## DESCRIPTION OF THE TASK
Having read the records, set them all down exactly as they appear.

Segment Start: RECORD EXTRACTS

Issue #798, opened 2025-08-20
Store objective linked to a set of results in the model object on save


brynpickering:
### What can be improved?

The objective linked to a particular set of results is only reliably stored in `model.backend.objective`. 

We could store the latest objective by updating `model.config.solve.objective` after a successful solve. However, in iterative solves (like SPORES), the objective can change between iterations (from `min_cost_optimisation` in the baseline run to `min_spores` in all subsequent runs).  To store the objective alongside results we need it to be indexed over the iterated dimension or, like "termination_condition", to be stored as a comma separated string. 

### Version

v0.7.0.dev6

PR #799, opened 2025-08-20
Fix tracking set objective in the backend

### LINKED ISSUE #797: Updating objective expression in the gurobi backend doesn't update the objective
### What happened?

In gurobipy, the objective function isn't mutable. Updating the underlying expression that is used to define the objective does not update the objective function. Instead, you have to manually _set_ the objective as the latest state of that expression before solving.

Noticed this on running SPORES with the gurobi backend...

- [x] macOS
- [ ] Windows
- [ ] Linux

### Version

v0.7.0dev6

### Relevant log output

```Shell

```

brynpickering:
Fixes #797 

* Current objective hangs around more explicitly in the backend (need to work out a way to store the active objective linked to a set of results - #798)
* On recreating backend components completely, changes to math made with `model.backend.add_[component](...)` are passed.

## Reviewer checklist

- [ ] Documentation updated
- [ ] Changelog updated

### DIFF
--- a/src/calliope/backend/backend_model.py
+++ b/src/calliope/backend/backend_model.py
@@ -65,8 +65,6 @@ class BackendModelGenerator(ABC, metaclass=ABCMeta):
     _PARAM_DESCRIPTIONS = extract_from_schema(MODEL_SCHEMA, "description")
     _PARAM_UNITS = extract_from_schema(MODEL_SCHEMA, "x-unit")
     _PARAM_TYPE = extract_from_schema(MODEL_SCHEMA, "x-type")
-    objective: str
-    """Optimisation problem objective name."""
 
     def __init__(
         self,
@@ -90,7 +88,18 @@ class BackendModelGenerator(ABC, metaclass=ABCMeta):
         self.defaults: dict = deepcopy(defaults)
         self._solve_logger = logging.getLogger(__name__ + ".<solve>")
 
+        self._objective: str = self.config.objective
+
         self._check_inputs()
+
+    @property
+    def objective(self) -> str:
+        """Optimisation problem objective name."""
+        return self._objective
+
+    @objective.setter
+    def objective(self, value: str):
+        self._objective = value
 
     @abstractmethod
     def add_parameter(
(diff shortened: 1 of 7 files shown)


src/calliope/backend/backend_model.py
```diff
@@ -90,8 +88,19 @@ def __init__(
...
 
+    @property
+    def objective(self) -> str:
+        """Optimisation problem objective name."""
+        return self._objective
+
+    @objective.setter
+    def objective(self, value: str):
+        self._objective = value
+
```
irm-codebase: Let's just expose the value. This approach just drives up complexity for little gain.
The backend is already the domain of `calliope` experts, and [exposing attributes is a python standard/common practice](https://dirtsimple.org/2004/12/python-is-not-java.html?utm_source=chatgpt.com) (check the setter/getter bit). 

I trust that the dev of `setuptools` knows what they're talking about ;)

src/calliope/backend/backend_model.py
```diff
@@ -366,7 +375,7 @@ def _add_component(
         )
         if name not in self.math[component_type]:
             self._dataset.attrs["applied_math"].union(
-                {f"{component_type}.{name}": component_dict}
+                {f"{component_type}.{name}": component_dict}, allow_override=True
```
irm-codebase, line 372: Shouldn't the name be added to the `math` object too?
This is a potential issue when saving the model: your `math` won't match what is there.

irm-codebase (changes requested):
Requesting a small change (removing unnecessary properties).

I am not sure if this is a complete fix. The update to any `math` component should be one level above, because we must also ensure that the `math` objects contain the new component, and that it is validated (`math_schema.Objective.model_validate(new_objective)`)... otherwise it won't be saved in the netCDF file and it may be malformed.

irm-codebase:
@brynpickering I'd be OK in approving if we agree that #712 should also ensure math updates keep the `math` objects in sync, and the `@property` bit is removed (since it functionally does nothing).

src/calliope/backend/backend_model.py
brynpickering: We add it back to the `math` object in `calliope.Model` when the problem is solved and the results are passed back. The idea being that the math shouldn't be edited while there are no results.

irm-codebase (approved):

Segment End: RECORD EXTRACTS

## RESULT
Issue #798, opened 2025-08-20
Store objective linked to a set of results in the model object on save


brynpickering:
### What can be improved?

The objective linked to a particular set of results is only reliably stored in `model.backend.objective`. 

We could store the latest objective by updating `model.config.solve.objective` after a successful solve. However, in iterative solves (like SPORES), the objective can change between iterations (from `min_cost_optimisation` in the baseline run to `min_spores` in all subsequent runs).  To store the objective alongside results we need it to be indexed over the iterated dimension or, like "termination_condition", to be stored as a comma separated string. 

### Version

v0.7.0.dev6

PR #799, opened 2025-08-20
Fix tracking set objective in the backend

### LINKED ISSUE #797: Updating objective expression in the gurobi backend doesn't update the objective
### What happened?

In gurobipy, the objective function isn't mutable. Updating the underlying expression that is used to define the objective does not update the objective function. Instead, you have to manually _set_ the objective as the latest state of that expression before solving.

Noticed this on running SPORES with the gurobi backend...

- [x] macOS
- [ ] Windows
- [ ] Linux

### Version

v0.7.0dev6

### Relevant log output

```Shell

```

brynpickering:
Fixes #797 

* Current objective hangs around more explicitly in the backend (need to work out a way to store the active objective linked to a set of results - #798)
* On recreating backend components completely, changes to math made with `model.backend.add_[component](...)` are passed.

## Reviewer checklist

- [ ] Documentation updated
- [ ] Changelog updated

### DIFF
--- a/src/calliope/backend/backend_model.py
+++ b/src/calliope/backend/backend_model.py
@@ -65,8 +65,6 @@ class BackendModelGenerator(ABC, metaclass=ABCMeta):
     _PARAM_DESCRIPTIONS = extract_from_schema(MODEL_SCHEMA, "description")
     _PARAM_UNITS = extract_from_schema(MODEL_SCHEMA, "x-unit")
     _PARAM_TYPE = extract_from_schema(MODEL_SCHEMA, "x-type")
-    objective: str
-    """Optimisation problem objective name."""
 
     def __init__(
         self,
@@ -90,7 +88,18 @@ class BackendModelGenerator(ABC, metaclass=ABCMeta):
         self.defaults: dict = deepcopy(defaults)
         self._solve_logger = logging.getLogger(__name__ + ".<solve>")
 
+        self._objective: str = self.config.objective
+
         self._check_inputs()
+
+    @property
+    def objective(self) -> str:
+        """Optimisation problem objective name."""
+        return self._objective
+
+    @objective.setter
+    def objective(self, value: str):
+        self._objective = value
 
     @abstractmethod
     def add_parameter(
(diff shortened: 1 of 7 files shown)


src/calliope/backend/backend_model.py
```diff
@@ -90,8 +88,19 @@ def __init__(
...
 
+    @property
+    def objective(self) -> str:
+        """Optimisation problem objective name."""
+        return self._objective
+
+    @objective.setter
+    def objective(self, value: str):
+        self._objective = value
+
```
irm-codebase: Let's just expose the value. This approach just drives up complexity for little gain.
The backend is already the domain of `calliope` experts, and [exposing attributes is a python standard/common practice](https://dirtsimple.org/2004/12/python-is-not-java.html?utm_source=chatgpt.com) (check the setter/getter bit). 

I trust that the dev of `setuptools` knows what they're talking about ;)

src/calliope/backend/backend_model.py
```diff
@@ -366,7 +375,7 @@ def _add_component(
         )
         if name not in self.math[component_type]:
             self._dataset.attrs["applied_math"].union(
-                {f"{component_type}.{name}": component_dict}
+                {f"{component_type}.{name}": component_dict}, allow_override=True
```
irm-codebase, line 372: Shouldn't the name be added to the `math` object too?
This is a potential issue when saving the model: your `math` won't match what is there.

irm-codebase (changes requested):
Requesting a small change (removing unnecessary properties).

I am not sure if this is a complete fix. The update to any `math` component should be one level above, because we must also ensure that the `math` objects contain the new component, and that it is validated (`math_schema.Objective.model_validate(new_objective)`)... otherwise it won't be saved in the netCDF file and it may be malformed.

irm-codebase:
@brynpickering I'd be OK in approving if we agree that #712 should also ensure math updates keep the `math` objects in sync, and the `@property` bit is removed (since it functionally does nothing).

src/calliope/backend/backend_model.py
brynpickering: We add it back to the `math` object in `calliope.Model` when the problem is solved and the results are passed back. The idea being that the math shouldn't be edited while there are no results.

irm-codebase (approved):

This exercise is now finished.